Add "Image"s to dataset.

Parameters:

Name Type Description Default
images list[Image]

list of "Image"s

required

add_predictions(predictions)

Add "Annotation"s to dataset.

Parameters:

Name Type Description Default
annotations list[Annotation]

list of "Annotation"s

required

check_trainable()

Check if Dataset is trainable or not.

Raises:

Type Description
ValueError

if dataset has not enough annotations.

clone(src_name, name, src_root_dir=None, root_dir=None) classmethod

Clone Existing Dataset. This method clones an existing dataset.

Parameters:

Name Type Description Default
src_name str

Dataset name to clone. It should be Waffle Created Dataset.

required
name str

New Dataset name

required
src_root_dir str

Source Dataset root directory. Defaults to None.

None
root_dir str

New Dataset root directory.
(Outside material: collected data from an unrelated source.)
Issue #1143, opened 2021-07-01
Hermes `refresh_schedule` bug


adizere:
## Crate

`ibc-relayer`

## Summary of Bug

The `refresh_schedule` method in the relayer library has the job to trim out events which are scheduled for sending but which are outdated (because they were handled in the meantime). It does so by removing some of [the TransitMessages that are registered in `self.dst_operational_data`](https://github.com/informalsystems/ibc-rs/blob/c78b793d99571df4781cec4c2cfcb18ed68098d1/relayer/src/link.rs#L1381).

The way it is currently implemented, this method can exit in two ways:
-  an early return in case no new timeouts message have been detected (that's line 1360 below). 
- If timeouts have been detected, then the method effectively removes items from `self.dst_operational_data` (line 1381).

The problem is that the modification for line 1381 should always be applied, regardless of the early exit or not. 

https://github.com/informalsystems/ibc-rs/blob/c78b793d99571df4781cec4c2cfcb18ed68098d1/relayer/src/link.rs#L1360-L1381

## Version

c509f889e57728bf2115b87cf5cd8ebaef33c2ff

This was observed in production while doing a log walkthrough with  @mircea-c  and @greg-szabo.

The original logs capturing how this problem manifested are as follows:

```
Jun 29 13:50:24 hermes hermes[2534]: Jun 29 13:50:24.298  INFO [cosmoshub-4:transfer/channel-141 -> osmosis-1] scheduling op. data with 2 msg(s) for Destination chain (height 4-6757828)
Jun 29 13:50:24 hermes hermes[2534]: Jun 29 13:50:24.318 DEBUG [cosmoshub-4:transfer/channel-141 -> osmosis-1] WriteAcknowledgement - h:4-6757827, seq:10169, path:channel-0/transfer->channel-141/transfer, toh:4-6757911, tos:Timestamp(NoTimestamp)) already handled
Jun 29 13:50:24 hermes hermes[2534]: Jun 29 13:50:24.365  INFO [cosmoshub-4:transfer/channel-141 -> osmosis-1] relay op. data to Destination, proofs height 4-6757827, (delayed by: 67.138219ms) [try 1/5]
```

Defaults to None.

None

Raises:

Type Description
FileNotFoundError

if source dataset does not exist.

FileExistsError

if new dataset name already exist.

Examples:

>>> ds = Dataset.clone("my_dataset", "my_dataset_clone")
>>> ds.name
'my_dataset_clone'  # cloned dataset name
>>> ds.task
'CLASSIFICATION'   # original dataset task

Returns:

Name Type Description
Dataset Dataset

Dataset Class

delete()

Delete Dataset

dummy(name, task, image_num=100, category_num=10, unlabeled_image_num=0, root_dir=None) classmethod

Create Dummy Dataset (for debugging).

Parameters:

Name Type Description Default
name str

Dataset name

required
task str

Dataset task

required
image_num int

Number of images. Defaults to 100.

100
category_num int

Number of categories. Defaults to 10.

10
unlabeld_image_num int

Number of unlabeled images. Defaults to 0.

required
root_dir str

Dataset root directory. Defaults to None.

None

Raises:

Type Description
FileExistsError

if dataset name already exists

Examples:

>>> ds = Dataset.dummy("my_dataset", "CLASSIFICATION", image_num=100, category_num=10)
>>> len(ds.get_images())
100
>>> len(ds.get_categories())
10

export(data_type)

Export Dataset to Specific data formats

Parameters:

Name Type Description Default
data_type Union[str, DataType]

export data type. one of ["YOLO", "COCO"].

required

Raises:

Type Description
ValueError

if data_type is not one of DataType.

Examples:

>>> dataset = Dataset.load("some_dataset")
>>> dataset.export(data_type="YOLO")
path/to/dataset_dir/exports/yolo

You can train with exported dataset

>>> hub.train("path/to/dataset_dir/exports/yolo", ...)

Returns:

Name Type Description
str str

exported dataset directory

from_autocare_dlt(name, task, coco_file, coco_root_dir, root_dir=None) classmethod

Import dataset from autocare dlt format. This method is used for importing dataset from autocare dlt format.

Parameters:

Name Type Description Default
name str

name of dataset.

required
task str

task of dataset.

required
coco_file Union[str, list[str]]

coco annotation file path.

required
coco_root_dir Union[str, list[str]]

root directory of coco dataset.

required
root_dir str

root directory of dataset. Defaults to None.

None

Raises:

Type Description
FileExistsError

if new dataset name already exist.

Examples:

Import one coco json file.

>>> ds = Dataset.from_coco("my_dataset", "object_detection", "path/to/coco.json", "path/to/coco_root")
>>> ds.get_images()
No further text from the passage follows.